Not my team.  Daughter has friends on that team.  Thankfully neither of my kids have games that early.  (Each does have a 9am game in San Diego.  I think I’ll check out hotel options later today).


----------



## espola (Sep 9, 2019)

timbuck said:


> I see a 7am start time for a 2007 F2 SCDSL game this weekend.  Is this the new normal??
> 12 year olds waking up at 5am to arrive by 6:15am for warm ups?
> 
> I know club soccer has grown a lot. And I know that field space isn’t easy to come by.
> ...


Be thankful your kid is not in ice hockey.  In most of the youth ice hockey world, there is only one rink available, and so it is scheduled 24 hours a day.  Your kid's team may have a practice session at 3AM.


----------



## jpeter (Sep 9, 2019)

At least it's local and your not on a plane night before and have to get up crack of dawn to play a regular season game


----------



## Poconos (Sep 9, 2019)

good gawd, i love hockey and am glad my daughter didn't catch the bug.  good skater and can cross over but never took the bait i was casting.


----------



## multisportson (Sep 9, 2019)

Having recently left the world of travel ice hockey, I can confirm the 7:00am ice time for tournaments and practices.  I celebrated leaving those behind when my son took up soccer.  I am terrified that this is spreading into soccer!  Noooooooooo!!


----------



## oh canada (Sep 9, 2019)

have friends with kids back home who have played hockey w/6am starts.  awful.  Some SoCal soccer tournaments this past summer had 730am games too.  The creep into family life continues.


----------



## multisportson (Sep 9, 2019)

oh canada said:


> have friends with kids back home who have played hockey w/6am starts.  awful.  Some SoCal soccer tournaments this past summer had 730am games too.  The creep into family life continues.
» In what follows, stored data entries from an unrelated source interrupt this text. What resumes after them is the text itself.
PR #498, opened 2021-06-02
added String API...

BeckySharp:
to make the `toDocument` API more flexible

### DIFF
--- a/corenlp/src/main/scala/org/clulab/processors/examples/ProcessorFileExample.scala
+++ b/corenlp/src/main/scala/org/clulab/processors/examples/ProcessorFileExample.scala
@@ -1,6 +1,7 @@
 package org.clulab.processors.examples
 
 import org.clulab.processors.fastnlp.FastNLPProcessor
+import org.clulab.utils.FileUtils
 
 import scala.io.Source
 
@@ -13,7 +14,7 @@ object ProcessorFileExample {
   val proc = new FastNLPProcessor()
 
   def main(args:Array[String]) {
-    val text = Source.fromFile(args(0), "UTF-8").getLines().mkString(" ")
+    val text = FileUtils.getTextFromFile(args(0))
     proc.annotate(text)
   }
 }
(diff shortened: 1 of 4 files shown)


BeckySharp:
idk when the next release is, any chance this would be in it soon?

MihaiSurdeanu (approved):

MihaiSurdeanu:
@kwalcock : any ETA on the latest changes?
Actually, maybe we should release 8.3.6 now. I am cooking some bigger changes for 8.4.0, and I would not rush them.

kwalcock:
The next release is just pending someone saying the word.  (See #496.)  I'm working on the parallelism but it will take some time and may be invasive.

In the meantime, processors has some FileUtils which can get text straight from a file without the open/close.  It might even insist on an encoding which we should use for consistency.  I can add to this PR if nobody minds.

MihaiSurdeanu:
Thanks!

Please add the change and then release.


On June 2, 2021 at 10:22:23 PM, Keith Alcock ***@***.***)
wrote:

The next release is just pending someone saying the word. (See #496
<https://github.com/clulab/processors/pull/496>.) I'm working on the
parallelism but it will take some time and may be invasive.

In the meantime, processors has some FileUtils which can get text straight
from a file without the open/close. It might even insist on an encoding
which we should use for consistency. I can add to this PR if nobody minds.

—
You are receiving this because your review was requested.
Reply to this email directly, view it on GitHub
<https://github.com/clulab/processors/pull/498#issuecomment-853322330>, or
unsubscribe

BeckySharp:
> The next release is just pending someone saying the word. (See #496.) I'm working on the parallelism but it will take some time and may be invasive.
> 
> In the meantime, processors has some FileUtils which can get text straight from a file without the open/close. It might even insist on an encoding which we should use for consistency. I can add to this PR if nobody minds.

thanks! +1 for making the code more consistent with itself!

kwalcock:
Just for the record, some of the old code said
```scala
val contents = source.getLines.mkString
```
`getLines` will remove the EOLs and then mkString defaults to "" when combining, so this is essentially running everything into a single line.  I'm not sure whether that's valid for all JSON and it's probably not what was intended.  I'm going to replace it with
```scala
val contents = source.mkString
```
which preserves line endings and the whitespace that separates tokens, and hope it doesn't cause problems that the tests don't catch.

kwalcock:
This was published last night as 8.3.6 and should be available as a library dependency.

I once had my kid get up and play a crack of dawn game, go back to the hotel and sleep for a few hours, then play ANOTHER game later in the morning.  It is absolutely ridiculous.  
Is this creep into soccer a question of not enough fields, or are venues increasing their prices beyond what clubs feel they can pay?  Because in hockey, it's DEFINITELY a question of not enough ice, but I wouldn't think that would be an issue for leagues.  But maybe I'm wrong?  I'm new to soccer.


----------



## MWN (Sep 9, 2019)

espola said:


> Be thankful your kid is not in ice hockey.  In most of the youth ice hockey world, there is only one rink available, and so it is scheduled 24 hours a day.  Your kid's team may have a practice session at 3AM.
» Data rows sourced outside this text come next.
PR #499, opened 2021-06-02
Get text from files more consistently

kwalcock:


kwalcock:
BTW the
```scala
Source.fromFile(args(0), "UTF-8").getLines().mkString(" ")
```
converts EOL characters to spaces.  It seems better not to fool with the characters originally contained in the file.  Analyzer.annotate will have to deal with them.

But ... most Ice Hockey rinks have (1) the most awesome air-conditioning I ever experienced; (2) wine and beer; and (3) parents behind glass.  Its really a very pleasant experience compared to sitting for 2 hours in the hot sun at Silverlakes.


----------



## timbuck (Sep 9, 2019)

It seems to be a "One off" for this particular field.  Maybe it's to help with scheduling conflicts.  Or is there some sort of special event next weekend on some Great Park fields?


----------



## multisportson (Sep 9, 2019)

MWN said:


> But ... most Ice Hockey rinks have (1) the most awesome air-conditioning I ever experienced; (2) wine and beer; and (3) parents behind glass.  Its really a very pleasant experience compared to sitting for 2 hours in the hot sun at Silverlakes.
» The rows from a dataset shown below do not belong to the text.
PR #504, opened 2021-06-11
get Mention.text from raw not words

BeckySharp:
There was an issue I ran into using odin, where the mention.text didn't match the original (specifically, a span like "I'm going to ..." became "Iam doing to..." because of the way the mention.text was created.  This change creates the mention text from the raw.

if a diff functionality is desired, please let me know and I can adjust.

fyi @marcovzla

### DIFF
--- a/main/src/main/scala/org/clulab/odin/Mention.scala
+++ b/main/src/main/scala/org/clulab/odin/Mention.scala
@@ -87,6 +87,9 @@ trait Mention extends Equals with Ordered[Mention] with Serializable {
   /** returns true if the StringMatcher matches any of the mention labels */
   def matches(matcher: StringMatcher): Boolean = labels exists matcher.matches
 
+  /** returns all raw (original, no processing applied) tokens in mention */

in hockey, my kid's bag took up my entire truck, but I could walk in just wearing my rink coat and a pair of uggs.  Now my kid walks in with his all his gear in his backpack, and I am lugging a chair, sunshade, wagon, cooler etc.
Dang it, now I'm missing hockey again.


----------



## Paul Spacey (Sep 9, 2019)

Remember that time when we put the interests and welfare of the KIDS at the heart of our adult decision making in youth soccer? 

No, me neither. 

Genuine question; are so many adults involved in decision making for this stuff truly that brainless...or do they just not give a f**k regardless?


----------



## timbuck (Sep 9, 2019)

Honestly not sure what I'd do if it was my kids game.
Show up because you've committed to the team and it's not cool.  Or don't show up as sort of a protest / advocate of youth safety and happiness.


----------



## multisportson (Sep 9, 2019)

timbuck said:


> Honestly not sure what I'd do if it was my kids game.
> Show up because you've committed to the team and it's not cool.  Or don't show up as sort of a protest / advocate of youth safety and happiness.


Is it somewhere in the rules of SCDSL that games CAN be scheduled as early as 7:00am?


----------



## dawson (Sep 9, 2019)

TYPO !  The next game is at 9:20 am for that field .


----------



## dawson (Sep 9, 2019)

another typo !  make that 9:35 am for the next game


----------



## watfly (Sep 9, 2019)

My son and I would be mildly tweaked if he had a 7am game, but c'mon its not putting the health and welfare of a child at risk.  God forbid anyone has to get up early on a rare occasion.  May I suggest going to bed earlier before those games.  Between this and the poster claiming that a 90 minute game is borderline child abuse and the horrors of 4 day a week practice, I'm less worried about kids burning out and more worried about the wimpification of our kids (see also the banning of dodgeball at schools).  I must be evil for getting my kid up to go fishing at 3 am throughout the year (yeah I get it, fishing is not soccer).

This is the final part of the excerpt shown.